A friend in Australia contacted me with a possible solution to my predicament. She has been having behavioural difficulty with her son. The doctors have since put him on an elimination diet to try to find the root of the problem. They also gave her a ‘recipe’ for homemade paracetamol, which she shared with me, and I’m now sharing with you.

If you click on the image opposite, you will be taken to a how to guide for paracetamol in dosages for children, from the King Alfred Hospital in Sydney, Australia. Please use this responsibly, and if you are unsure of dosages speak to your doctor or health visitor about it.

We found the easiest way of administering the paracetamol liquid was to crush a tablet in a pestle and mortar, then using a syringe, add the right amount of water. To mix it up, we draw the powder & water mix up into the syringe, and squirt it out into the pestle and mortar again a few times. This mixes it nicely and makes sure there are no large pieces of the original tablet left. We then draw up the correct amount in the syringe and clean the outside so that none of the bitter liquid touches our daughter’s tongue. She opens her mouth (sometimes with a bit of persuasion) and we quickly squirt the liquid down.

It is not a pleasant taste so we follow it up with a milk feed.

Alternatively, pop a sachet of Ashton & Parsons powder in the mouth and then squirt the paracetamol down – it seems to provide a sufficient amount of sweetness.

This has worked really well for us, specifically when teething has kept Ameli awake at night and I am so grateful that we discovered a way of relieving her pain, without subjecting her to the possible side effects of unsuitable alternatives.
P.S. For the US, replace Calpol with other flavoured children’s pain medication (possibly Tylenol?) and read Paracetamol as Acetaminophen


A Calpol Alternative?

  1. Or do not use drugs and trust in your child’s (our species’) innate immune system (which would work optimally as nature intended when breastfed and not messed up with antibiotics and other medications)…never had to give my now 18, 8 and 6 year old children anything, no antibiotics, Calpol, paracetamol, ibuprofen and what else is out there. I guess we are lucky that they are so healthy and happy and robust, but also it is a mindset of trust when they have a fever or chicken pox or are poorly, that they will usually manage it (in our society where we have no war, proper sewage systems, clean drinking water) just with adequate rest, sleep and hugs. Just sharing our experience.

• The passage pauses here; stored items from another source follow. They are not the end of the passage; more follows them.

PR #1566, opened 2025-06-04
[MNT] Squashed commit of `fairmat-2024-mpes` branch

lukaspie:
!!! This PR changes the git history !!!

With this PR, we clean up the unfortunate situation that after merging #1424, a large number of commits has been added to the repository history, whereas a squash commit would have been the better solution. This new branch removes these large number of commits and replaces it with a clean, squashed commit. It also gives proper credit to all contributors by having them automatically added to the commit message.

This branch was created using a script, see first comment. What it does:
- Resets local main branch to exactly match the old main branch (we have this backupp-ed in https://github.com/FAIRmat-NFDI/nexus_definitions).
- Creates a new branch where we prepare the fix.
- Finds the point where the old main and the current state diverged — this helps identify the commits that were merged incorrectly. This is this commit: https://github.com/FAIRmat-NFDI/nexus_definitions/commit/fe1709e4a194316b325545f535d012270cfce2aa (the merge of #1415).
- Collects all the people who contributed to those commits, so they get credited properly later.
- Combines all those many commits into a single commit ("squash") on the new branch. This creates one clean commit with all the changes.
- Adds a list of all contributors to the commit message so GitHub shows them as co-authors.

Note that you can check for yourself that no files in `main` are changed by checking out this branch locally and running `git diff main` (or on a fork `git diff upstream/main`).


PeterC-DLS (approved):
LGTM

PR #1567, opened 2025-06-05
[Bug fix] Units in `NXxps/NXbeam/beam_direction`

lukaspie:
This fixes the units in `NXxps/NXbeam/beam_direction` such that they match with the [recently changed](https://github.com/nexusformat/definitions/pull/1562) units `NXbeam/BEAMdirection`.

@PeterC-DLS I hadn't realized you had changed the units in `NXbeam` as well. This should be an easy bug fix not requiring a vote.


PeterC-DLS (approved):
LGTM

PR #1568, opened 2025-06-11
use consistent XML header

lukaspie:
As discussed in #1424, our automatic conversion tool [`nyaml`](https://github.com/FAIRmat-NFDI/nyaml) used to write XML headers with single quote (`<?xml version='1.0' encoding='UTF-8'?>`), but the standard in this repo is double quotes (`<?xml version="1.0" encoding="UTF-8"?>`). 

We have fixed this in the tool since, but there is as set of already standardized base classes from the FAIRmat proposal, where it was missed to fix the header before merging. This PR fixes these headers. 

Can be checked by running `git grep -l "xml version='1.0'" base_classes/* applications/* contributed_definitions/*` (returns nothing after this fix).


PeterC-DLS (approved):
LGTM - great to be consistent!

Issue #1575, opened 2025-07-04
broken links to https://www.nexusformat.org/ pages in base class definitions


zdemat:
There is a link to [https://www.nexusformat.org/2014_How_to_find_default_data.html ](https://www.nexusformat.org/2014_How_to_find_default_data.html) in the [NXdata@signal](https://github.com/nexusformat/definitions/blob/c0942c95a2cb77452c0c0ce666d4100fe34dfd03/base_classes/NXdata.nxdl.xml#L227) description. But that link is 404 Not found. 

It seems the page is in "content" now: [https://www.nexusformat.org/content/2014_How_to_find_default_data.html ](https://www.nexusformat.org/content/2014_How_to_find_default_data.html)

There is obviously another broken link in the "Description", in the "Note" box.

zdemat:
```
base_classes/NXentry.nxdl.xml:88:			      https://www.nexusformat.org/NIAC2016.html,
base_classes/NXdata.nxdl.xml:61:			https://www.nexusformat.org/NIAC2018Minutes.html#nxdata-plottype--attribute
base_classes/NXdata.nxdl.xml:227:			See https://www.nexusformat.org/2014_How_to_find_default_data.html
base_classes/NXdata.nxdl.xml:242:			    https://www.nexusformat.org/NIAC2018Minutes.html
base_classes/NXroot.nxdl.xml:125:            See https://www.nexusformat.org/2014_How_to_find_default_data.html
base_classes/NXobject.nxdl.xml:243:			See https://www.nexusformat.org/2014_How_to_find_default_data.html
base_classes/NXresolution.nxdl.xml:106:             See https://www.nexusformat.org/2014_How_to_find_default_data.html
base_classes/NXcalibration.nxdl.xml:205:            See https://www.nexusformat.org/2014_How_to_find_default_data.html
base_classes/NXsensor.nxdl.xml:168:            See https://www.nexusformat.org/2014_How_to_find_default_data.html
```

PeterC-DLS:
Ah, good catch. There's more files in additional to the ones you list. @RussBerg and I may have to tweak the wiki generation to fix these dead links.

zdemat:
@PeterC-DLS, on the wiki it was this issue [wiki/issues/23](https://github.com/nexusformat/wiki/issues/23). But @prjemian suggested to report rather here.

I somehow do not like that we are showing the full link and with #1576 the link is longer.

PR #1576, opened 2025-07-07
fixing links to https://www.nexusformat.org/

zdemat:
fixes issue #1575


PeterC-DLS:
Might be better to fix the wiki...

zdemat:
I will not be offended if this MR is rejected. As I noted on the issue, this makes the links longer and that is not nice.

    1. I agree with you. My children have hardly anything at all, and in fact, I can’t think when last they did, but we’re in a fortunate position. Not all parents have the option to take a day off work and sit by their poorly child, so like most things, it’s not a one size fits all world. I’m very blessed in both my ability to be home with my girls, and that they are very rarely unwell, or that when they are they can just spend the day in bed. I know not everyone has that way of life as an option though, and sometimes people have to make the best of a bad situation. 🙂

  2. Thank-you so so much for sharing this…I like to consider alternative and allopathic medications for myself and mainly opt for the homeopathic approach…however when you have a child I find it a bit more challenging to make these decisions…thanks for your inspiration to help parents help themselves! With love Angelina

  3. Thanks so much for this, I am honestly in state of bafflement and anger that there are no alternatives to Calpol and Nurofen as we suspect an artificial sweetener allergy in our 1 year old. He currently has tonsillitis and there are zero alternatives with antibiotics also, I don’t actually know what we are going to do at the moment. Artificial sweeteners, especially Saccharin cause searing stomach pains in him, my husband and my husband’s father. The out of hours doctor recommended we get allergy tested so that people “believe” us if he is ill again!! Even if he wasn’t allergic to AS I would still not want him to have them; like lots of the comments above they are all banned elsewhere or have been on the boarders of being banned at some point!! WHY ARE THEY PUMPING OUR CHILDREN FULL OF THIS STUFF!!! Thanks.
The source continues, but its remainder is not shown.